WORK TO BE COMPLETED:
Pull out all lines from the listing below in which the word "tried" appears.

DATASET CONTENT START

Issue #884, opened 2018-11-18
auth:api 401 Unauthorized - TokenGuard::decodeJwtTokenCookie should not decrypt cookie values


benallfree:
If anyone is seeing the `auth:api` guard failing with 401 Unauthorized and you have already played with cookie serialization settings, don't worry - you are not crazy.  I think I know why.

I'm not an expert in this area of the framework, but I believe there is a bug in [this line](https://github.com/laravel/passport/blob/7.0/src/Guards/TokenGuard.php#L241) of `TokenGuard` because performs unnecessary decryption. Cookie decryption is handled by `EncryptCookie` middleware, so this code results in duplicate decryption:

```
    protected function decodeJwtTokenCookie($request)
    {
        return (array) JWT::decode(
            $this->encrypter->decrypt($request->cookie(Passport::cookie()), Passport::$unserializesCookies),
            $this->encrypter->getKey(), ['HS256']
        );
    }
```

Should be

```
    protected function decodeJwtTokenCookie($request)
    {
        return (array) JWT::decode(
            $request->cookie(Passport::cookie()),
            $this->encrypter->getKey(), ['HS256']
        );
    }
```

I think this bug was introduced because `TokenGuardTest` generates its own test values rather than using values from `ApiTokenCookieFactory::createToken`. If the test suite consumed values created by `ApiTokenCookieFactory`, this bug would become apparent in testing.

**Problem**

`auth:api` guard fails with 401 Unauthorized

**Diagnosis**

`TokenGuard` is attempting to decrypt cookie values generated by `ApiTokenCookieFactory`, which does not encrypt them in the first place.

**Solution**

1. Update `TokenGuardTest` to use test values produced by `ApiTokenCookieFactory`
2. Remove decryption from `TokenGuard`

See PR #886 for the fix. Previous attempt and discussion in PR #885.

benallfree:
#885

benallfree:
Reopening based on #885 discussion.

driesvints:
FWIW: if I find some time I'll deep dive into this but feel free to add remarks and insights if you find some.

benallfree:
Following up and closing. The issue is that `EncryptCookies` should not be used in the `api` group because it’s supposed to be stateless. 

I’d prefer to see a more compatible solution where cookie middleware can be used, but for now that’s the answer.

PR #888, opened 2018-11-20
[8.0] auth:api 401 Unauthorized - TokenGuard::decodeJwtTokenCookie should not decrypt cookie values 

benallfree:
This PR has corrected passing tests to follow up #885 (discussion in #884), hopefully we can leave it open until the issue is resolved.

@driesvints See how I updated `TokenGuardTest` to consume real tokens from `ApiTokenCookieFactory` like it would in a full Laravel App. You can now see that the additional decryption when decoding JWTs in `TokenGuard` would fail.

I hope this better demonstrates the problem :)

One note: I didn't see any tests for unserializing cookies, and since the serialization option is no longer used, I removed it from the `Passport` class as well. I think this as well does not belong in Passport and should be handled by middleware. Cookie value encrypt/decrypt and serialize/unserialize are middleware tasks right?

### DIFF
--- a/src/Guards/TokenGuard.php
+++ b/src/Guards/TokenGuard.php
@@ -187,7 +187,7 @@ class TokenGuard
     protected function decodeJwtTokenCookie($request)
     {
         return (array) JWT::decode(
-            $this->encrypter->decrypt($request->cookie(Passport::cookie()), Passport::$unserializesCookies),
+            $request->cookie(Passport::cookie()),
             $this->encrypter->getKey(), ['HS256']
         );
     }
--- a/src/Passport.php
+++ b/src/Passport.php
@@ -118,13 +118,6 @@ class Passport
     public static $runsMigrations = true;
 
     /**
-     * Indicates if Passport should unserializes cookies.
-     *
-     * @var bool
-     */
-    public static $unserializesCookies = false;
-
-    /**
      * Enable the implicit grant type.
      *
      * @return static
@@ -510,30 +503,6 @@ class Passport
     public static function ignoreMigrations()
     {
         static::$runsMigrations = false;
-
-        return new static;
-    }
-
-    /**
-     * Instruct Passport to enable cookie serialization.
-     *
-     * @return static
-     */
-    public static function withCookieSerialization()
-    {
-        static::$unserializesCookies = true;
-
-        return new static;
-    }
-
-    /**
-     * Instruct Passport to disable cookie serialization.
-     *
-     * @return static
-     */
-    public static function withoutCookieSerialization()
-    {
-        static::$unserializesCookies = false;
 
         return new static;
     }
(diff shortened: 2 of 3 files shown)


driesvints:
I really believe we should be more careful with making changes like these and gather opinions from other users first. This *looks* like twtg but I'm not sure or convinced of it yet to give this my full support. I'll need more time to figure this out and test certain scenarios. I don't have time at this point but will have a look at a later moment.

taylorotwell:
Yeah, the explanation makes sense that there should not be any reason to decrypt that cookie on a default Laravel 5.7 installation.

taylorotwell:
I'm unable to recreate this bug on latest Laravel 5.7 and latest Passport 7.0:

image

image

benallfree:
@driesvints Agree, definitely a breaking change. Hopefully this PR is good for demonstration purposes.

@taylorotwell Add `EncryptCookies` to the `api` middleware and things will break as expected. When would it make sense to run `EncryptCookies` on just `web` but not `api`? Or is that the source of my entire misunderstanding?

driesvints:
@benallfree that's it. You shouldn't encrypt cookies on the api middleware group. Your API is stateless and doesn't know anything about cookies. The encryption here is performed when using tokens through the web middleware.

benallfree:
@driesvints Ah, interesting. So the intent is that any code run as a result of an `api` entry point does not access cookies? At first thought that would seem a surprising assumption. `CreateFreshApiToken` and the `auth:api` guard are at least one exception to that. I see now why Passport has manual decryption in it :)

Would the cleaner solution be to use `EncryptCookies` on `api`?

driesvints:
No `EncryptCookies` doesn't makes any sense because cookies aren't used for api requests. I also don't understand how this can be a problem really since the `authenticateViaCookie` is only called when the request has a cookie set. The `$request->bearerToken()` check is performed first and should be called first when you have a bearer token with your api request.

diegofelix:
Hi.

I'm having exactly the same problem, but with Laravel 5.5. Is that a problem in using Passport 7.0 with Laravel 5.5? I compared Laravel 5.5 EncryptCookie@encrypt with Laravel 5.7 and seems pretty the same.

benallfree:
@diegofelix do you have `EncryptCookies` running on your `api` group?

diegofelix:
@benallfree No.

diegofelix:
I tried to to add on the api group, add on EncryptCookies$except, but the only solution is removing the `$this->encrypter->decrypt` part of the TokenGuard.

I cant even upgrade laravel to 5.7 for now because we use mongo and have so much things to do to upgrade =(

benallfree:
The `api` group is supposed to be stateless, so cookie related functions and middleware lik `EncryptCookies` should no be used in `api` code paths.

diegofelix:
@benallfree Yeah, I know, I'm not using it on api group. I just tried to clear the possibilities.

DATASET CONTENT END

RESPONSE AREA:
I tried to to add on the api group, add on EncryptCookies$except, but the only solution is removing the `$this->encrypter->decrypt` part of the TokenGuard.
@benallfree Yeah, I know, I'm not using it on api group. I just tried to clear the possibilities.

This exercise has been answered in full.